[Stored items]
============================================================
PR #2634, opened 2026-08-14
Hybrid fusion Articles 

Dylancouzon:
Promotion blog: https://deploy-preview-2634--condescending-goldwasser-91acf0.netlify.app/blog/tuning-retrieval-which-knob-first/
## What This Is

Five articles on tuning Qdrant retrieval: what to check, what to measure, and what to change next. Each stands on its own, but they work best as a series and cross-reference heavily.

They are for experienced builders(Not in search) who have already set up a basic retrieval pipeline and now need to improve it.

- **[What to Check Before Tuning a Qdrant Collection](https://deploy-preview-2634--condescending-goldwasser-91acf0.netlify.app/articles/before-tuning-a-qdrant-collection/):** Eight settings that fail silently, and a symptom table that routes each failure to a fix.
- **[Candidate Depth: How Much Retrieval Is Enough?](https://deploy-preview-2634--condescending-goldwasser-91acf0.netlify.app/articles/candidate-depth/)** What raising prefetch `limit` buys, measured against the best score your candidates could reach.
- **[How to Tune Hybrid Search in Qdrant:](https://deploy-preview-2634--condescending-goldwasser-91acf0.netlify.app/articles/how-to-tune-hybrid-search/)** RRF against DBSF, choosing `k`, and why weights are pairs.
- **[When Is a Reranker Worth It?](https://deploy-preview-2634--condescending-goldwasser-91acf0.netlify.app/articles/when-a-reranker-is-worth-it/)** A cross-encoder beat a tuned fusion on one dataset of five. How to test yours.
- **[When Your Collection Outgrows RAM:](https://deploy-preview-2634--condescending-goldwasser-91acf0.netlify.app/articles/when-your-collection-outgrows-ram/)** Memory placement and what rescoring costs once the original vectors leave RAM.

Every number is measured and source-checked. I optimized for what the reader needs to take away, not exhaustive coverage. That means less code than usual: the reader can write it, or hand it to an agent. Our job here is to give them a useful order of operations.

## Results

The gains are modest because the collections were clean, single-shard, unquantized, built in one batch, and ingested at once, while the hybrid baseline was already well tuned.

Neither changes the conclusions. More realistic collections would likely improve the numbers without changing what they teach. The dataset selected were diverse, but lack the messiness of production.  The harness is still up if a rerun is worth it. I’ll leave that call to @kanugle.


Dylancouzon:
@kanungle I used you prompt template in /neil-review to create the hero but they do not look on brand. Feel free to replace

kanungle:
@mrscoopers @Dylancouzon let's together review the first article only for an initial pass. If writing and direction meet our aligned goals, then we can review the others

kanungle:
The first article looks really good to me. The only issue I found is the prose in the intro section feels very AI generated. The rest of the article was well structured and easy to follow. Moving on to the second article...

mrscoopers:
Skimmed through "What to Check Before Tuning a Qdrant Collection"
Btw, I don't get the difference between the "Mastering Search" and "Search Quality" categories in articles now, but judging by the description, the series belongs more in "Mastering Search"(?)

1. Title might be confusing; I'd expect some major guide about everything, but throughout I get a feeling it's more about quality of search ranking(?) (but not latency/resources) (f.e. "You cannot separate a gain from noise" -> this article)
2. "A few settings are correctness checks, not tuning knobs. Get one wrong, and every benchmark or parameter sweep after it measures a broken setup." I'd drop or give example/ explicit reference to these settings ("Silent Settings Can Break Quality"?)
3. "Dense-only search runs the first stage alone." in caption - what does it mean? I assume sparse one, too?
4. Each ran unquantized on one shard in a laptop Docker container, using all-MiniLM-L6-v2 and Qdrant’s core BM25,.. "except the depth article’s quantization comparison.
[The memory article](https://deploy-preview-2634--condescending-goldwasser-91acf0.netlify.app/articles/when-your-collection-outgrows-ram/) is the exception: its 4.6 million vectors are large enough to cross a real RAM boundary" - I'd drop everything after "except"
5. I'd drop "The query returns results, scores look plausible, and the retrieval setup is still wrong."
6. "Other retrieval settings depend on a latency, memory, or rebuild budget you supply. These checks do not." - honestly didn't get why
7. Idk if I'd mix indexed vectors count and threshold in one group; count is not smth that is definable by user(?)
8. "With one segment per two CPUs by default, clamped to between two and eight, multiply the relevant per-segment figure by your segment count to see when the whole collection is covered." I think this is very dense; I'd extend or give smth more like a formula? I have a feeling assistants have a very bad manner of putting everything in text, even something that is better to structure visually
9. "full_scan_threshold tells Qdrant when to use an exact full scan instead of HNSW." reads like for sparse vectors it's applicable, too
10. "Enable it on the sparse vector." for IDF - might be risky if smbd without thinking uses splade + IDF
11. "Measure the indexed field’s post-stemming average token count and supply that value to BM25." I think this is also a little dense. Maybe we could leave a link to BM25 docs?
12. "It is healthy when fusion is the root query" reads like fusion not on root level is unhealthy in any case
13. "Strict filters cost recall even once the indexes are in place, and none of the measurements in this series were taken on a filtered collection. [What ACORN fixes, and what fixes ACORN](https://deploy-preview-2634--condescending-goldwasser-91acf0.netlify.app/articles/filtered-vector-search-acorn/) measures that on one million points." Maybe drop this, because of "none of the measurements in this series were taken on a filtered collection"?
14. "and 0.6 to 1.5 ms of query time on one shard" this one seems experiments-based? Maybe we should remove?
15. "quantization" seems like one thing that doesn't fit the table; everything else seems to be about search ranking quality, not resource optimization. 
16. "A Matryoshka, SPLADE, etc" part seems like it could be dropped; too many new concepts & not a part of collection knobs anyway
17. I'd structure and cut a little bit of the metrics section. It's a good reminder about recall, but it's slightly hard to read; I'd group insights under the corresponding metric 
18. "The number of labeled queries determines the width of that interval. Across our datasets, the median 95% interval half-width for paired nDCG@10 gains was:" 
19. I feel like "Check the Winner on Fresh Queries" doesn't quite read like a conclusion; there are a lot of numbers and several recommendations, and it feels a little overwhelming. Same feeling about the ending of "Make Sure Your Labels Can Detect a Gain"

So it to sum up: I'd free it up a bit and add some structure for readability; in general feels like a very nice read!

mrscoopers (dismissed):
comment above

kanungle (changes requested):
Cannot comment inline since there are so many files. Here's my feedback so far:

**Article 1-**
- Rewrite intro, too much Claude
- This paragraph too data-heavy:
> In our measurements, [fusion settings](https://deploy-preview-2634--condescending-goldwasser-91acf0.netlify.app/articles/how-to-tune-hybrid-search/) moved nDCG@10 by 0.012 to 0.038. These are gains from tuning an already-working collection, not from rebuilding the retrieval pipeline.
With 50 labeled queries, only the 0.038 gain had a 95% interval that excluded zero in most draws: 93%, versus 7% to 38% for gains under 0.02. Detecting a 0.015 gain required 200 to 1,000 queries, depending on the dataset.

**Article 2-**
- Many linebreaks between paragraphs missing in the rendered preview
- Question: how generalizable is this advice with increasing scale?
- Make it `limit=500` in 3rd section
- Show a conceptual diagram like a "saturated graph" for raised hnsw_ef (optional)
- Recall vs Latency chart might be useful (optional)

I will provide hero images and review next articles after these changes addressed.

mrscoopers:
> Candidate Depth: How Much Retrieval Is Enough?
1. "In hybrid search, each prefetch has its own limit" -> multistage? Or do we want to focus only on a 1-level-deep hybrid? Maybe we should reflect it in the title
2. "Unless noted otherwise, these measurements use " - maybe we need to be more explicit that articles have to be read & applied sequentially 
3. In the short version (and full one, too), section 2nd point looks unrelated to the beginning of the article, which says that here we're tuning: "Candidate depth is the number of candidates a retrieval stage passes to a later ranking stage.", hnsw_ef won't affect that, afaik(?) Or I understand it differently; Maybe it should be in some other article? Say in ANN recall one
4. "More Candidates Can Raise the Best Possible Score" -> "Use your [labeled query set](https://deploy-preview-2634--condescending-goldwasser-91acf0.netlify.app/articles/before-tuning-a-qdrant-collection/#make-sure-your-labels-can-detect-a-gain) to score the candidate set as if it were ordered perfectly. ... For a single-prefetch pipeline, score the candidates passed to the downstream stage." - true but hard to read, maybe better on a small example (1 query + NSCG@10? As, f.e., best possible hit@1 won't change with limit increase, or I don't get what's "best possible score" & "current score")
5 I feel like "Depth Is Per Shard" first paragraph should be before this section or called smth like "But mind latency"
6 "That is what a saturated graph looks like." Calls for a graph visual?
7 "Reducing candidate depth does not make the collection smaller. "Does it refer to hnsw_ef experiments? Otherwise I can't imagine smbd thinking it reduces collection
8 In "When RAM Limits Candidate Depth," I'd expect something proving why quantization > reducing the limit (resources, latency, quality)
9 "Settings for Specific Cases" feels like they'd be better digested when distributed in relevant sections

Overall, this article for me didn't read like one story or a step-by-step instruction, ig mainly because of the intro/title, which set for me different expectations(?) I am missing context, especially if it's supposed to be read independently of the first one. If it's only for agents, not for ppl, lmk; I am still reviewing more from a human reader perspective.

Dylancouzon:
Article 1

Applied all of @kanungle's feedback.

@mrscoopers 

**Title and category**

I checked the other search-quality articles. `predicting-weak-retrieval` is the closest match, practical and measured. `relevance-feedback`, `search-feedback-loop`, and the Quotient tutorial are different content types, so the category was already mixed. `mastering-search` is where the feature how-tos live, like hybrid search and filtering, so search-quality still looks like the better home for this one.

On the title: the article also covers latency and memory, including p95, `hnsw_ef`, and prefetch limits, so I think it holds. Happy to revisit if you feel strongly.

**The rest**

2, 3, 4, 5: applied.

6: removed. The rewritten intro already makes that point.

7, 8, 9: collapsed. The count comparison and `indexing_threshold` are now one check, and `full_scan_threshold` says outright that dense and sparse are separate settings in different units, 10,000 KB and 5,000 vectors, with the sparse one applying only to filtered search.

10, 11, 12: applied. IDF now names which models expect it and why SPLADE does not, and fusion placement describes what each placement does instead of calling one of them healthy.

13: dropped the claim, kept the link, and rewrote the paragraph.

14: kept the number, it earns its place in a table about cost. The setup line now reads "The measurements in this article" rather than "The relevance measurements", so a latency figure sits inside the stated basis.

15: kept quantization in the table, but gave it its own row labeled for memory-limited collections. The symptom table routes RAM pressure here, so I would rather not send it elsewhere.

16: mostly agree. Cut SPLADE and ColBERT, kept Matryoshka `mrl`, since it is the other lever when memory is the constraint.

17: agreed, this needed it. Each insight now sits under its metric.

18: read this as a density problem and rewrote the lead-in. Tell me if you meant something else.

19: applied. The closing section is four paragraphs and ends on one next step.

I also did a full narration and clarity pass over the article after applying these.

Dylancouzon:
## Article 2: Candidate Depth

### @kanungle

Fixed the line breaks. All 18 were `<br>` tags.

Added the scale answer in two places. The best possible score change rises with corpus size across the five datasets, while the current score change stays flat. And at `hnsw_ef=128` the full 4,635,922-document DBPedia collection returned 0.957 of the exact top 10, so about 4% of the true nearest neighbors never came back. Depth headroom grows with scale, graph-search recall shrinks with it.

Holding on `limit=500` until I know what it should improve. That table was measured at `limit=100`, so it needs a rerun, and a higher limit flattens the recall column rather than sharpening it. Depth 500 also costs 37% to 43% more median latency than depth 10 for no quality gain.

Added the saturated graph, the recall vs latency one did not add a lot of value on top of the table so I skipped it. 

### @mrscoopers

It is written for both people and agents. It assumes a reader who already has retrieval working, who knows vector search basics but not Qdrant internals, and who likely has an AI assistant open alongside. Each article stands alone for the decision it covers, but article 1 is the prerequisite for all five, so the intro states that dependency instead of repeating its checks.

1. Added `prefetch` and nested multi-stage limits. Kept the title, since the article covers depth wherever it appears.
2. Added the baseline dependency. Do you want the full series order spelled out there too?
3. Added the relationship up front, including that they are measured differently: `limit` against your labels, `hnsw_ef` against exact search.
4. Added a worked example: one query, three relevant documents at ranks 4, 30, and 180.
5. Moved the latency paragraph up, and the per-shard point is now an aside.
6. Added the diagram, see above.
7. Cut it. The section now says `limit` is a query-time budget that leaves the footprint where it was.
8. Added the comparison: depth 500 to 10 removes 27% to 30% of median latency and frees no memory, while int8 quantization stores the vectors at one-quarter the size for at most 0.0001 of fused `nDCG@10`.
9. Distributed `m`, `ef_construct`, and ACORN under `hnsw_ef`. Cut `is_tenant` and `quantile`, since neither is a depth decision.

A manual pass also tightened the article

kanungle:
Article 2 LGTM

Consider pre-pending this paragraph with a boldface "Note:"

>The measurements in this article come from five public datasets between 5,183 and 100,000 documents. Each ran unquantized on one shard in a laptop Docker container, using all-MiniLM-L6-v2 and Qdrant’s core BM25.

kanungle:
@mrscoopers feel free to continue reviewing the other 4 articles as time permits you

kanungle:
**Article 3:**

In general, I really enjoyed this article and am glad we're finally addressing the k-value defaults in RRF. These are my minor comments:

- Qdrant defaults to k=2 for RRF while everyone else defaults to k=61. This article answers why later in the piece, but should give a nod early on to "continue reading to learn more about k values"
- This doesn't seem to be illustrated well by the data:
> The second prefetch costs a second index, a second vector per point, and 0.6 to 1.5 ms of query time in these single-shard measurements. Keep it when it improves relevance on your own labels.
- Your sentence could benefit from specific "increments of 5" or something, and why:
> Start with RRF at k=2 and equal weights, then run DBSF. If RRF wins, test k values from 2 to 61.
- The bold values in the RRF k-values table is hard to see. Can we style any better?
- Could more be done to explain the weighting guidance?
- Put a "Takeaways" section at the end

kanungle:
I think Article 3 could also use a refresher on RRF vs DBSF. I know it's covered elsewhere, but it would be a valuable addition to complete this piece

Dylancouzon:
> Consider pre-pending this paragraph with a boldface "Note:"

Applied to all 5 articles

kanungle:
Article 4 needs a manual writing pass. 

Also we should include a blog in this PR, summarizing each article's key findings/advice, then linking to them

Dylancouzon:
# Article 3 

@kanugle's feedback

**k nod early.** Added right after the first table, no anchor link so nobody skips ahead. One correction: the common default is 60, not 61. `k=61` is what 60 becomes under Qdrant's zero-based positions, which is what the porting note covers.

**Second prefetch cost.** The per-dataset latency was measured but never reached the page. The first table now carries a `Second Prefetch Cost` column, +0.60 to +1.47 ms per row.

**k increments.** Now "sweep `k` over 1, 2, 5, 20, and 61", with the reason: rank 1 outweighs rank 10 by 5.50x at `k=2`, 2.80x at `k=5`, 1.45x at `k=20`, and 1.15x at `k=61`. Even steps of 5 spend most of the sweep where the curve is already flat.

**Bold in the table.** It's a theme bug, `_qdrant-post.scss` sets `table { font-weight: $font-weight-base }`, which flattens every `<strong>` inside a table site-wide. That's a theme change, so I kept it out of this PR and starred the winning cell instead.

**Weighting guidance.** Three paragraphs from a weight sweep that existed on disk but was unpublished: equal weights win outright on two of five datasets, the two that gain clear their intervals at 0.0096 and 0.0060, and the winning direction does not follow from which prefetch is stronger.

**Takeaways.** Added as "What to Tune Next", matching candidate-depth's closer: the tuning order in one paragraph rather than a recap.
============================================================
EXERCISE INSTRUCTIONS: Copy exactly the stretch of data above from the line with "They are for" through the line with "The gains are", and omit all other lines.

RESPONSE AREA:
They are for experienced builders(Not in search) who have already set up a basic retrieval pipeline and now need to improve it.

- **[What to Check Before Tuning a Qdrant Collection](https://deploy-preview-2634--condescending-goldwasser-91acf0.netlify.app/articles/before-tuning-a-qdrant-collection/):** Eight settings that fail silently, and a symptom table that routes each failure to a fix.
- **[Candidate Depth: How Much Retrieval Is Enough?](https://deploy-preview-2634--condescending-goldwasser-91acf0.netlify.app/articles/candidate-depth/)** What raising prefetch `limit` buys, measured against the best score your candidates could reach.
- **[How to Tune Hybrid Search in Qdrant:](https://deploy-preview-2634--condescending-goldwasser-91acf0.netlify.app/articles/how-to-tune-hybrid-search/)** RRF against DBSF, choosing `k`, and why weights are pairs.
- **[When Is a Reranker Worth It?](https://deploy-preview-2634--condescending-goldwasser-91acf0.netlify.app/articles/when-a-reranker-is-worth-it/)** A cross-encoder beat a tuned fusion on one dataset of five. How to test yours.
- **[When Your Collection Outgrows RAM:](https://deploy-preview-2634--condescending-goldwasser-91acf0.netlify.app/articles/when-your-collection-outgrows-ram/)** Memory placement and what rescoring costs once the original vectors leave RAM.

Every number is measured and source-checked. I optimized for what the reader needs to take away, not exhaustive coverage. That means less code than usual: the reader can write it, or hand it to an agent. Our job here is to give them a useful order of operations.

## Results

The gains are modest because the collections were clean, single-shard, unquantized, built in one batch, and ingested at once, while the hybrid baseline was already well tuned.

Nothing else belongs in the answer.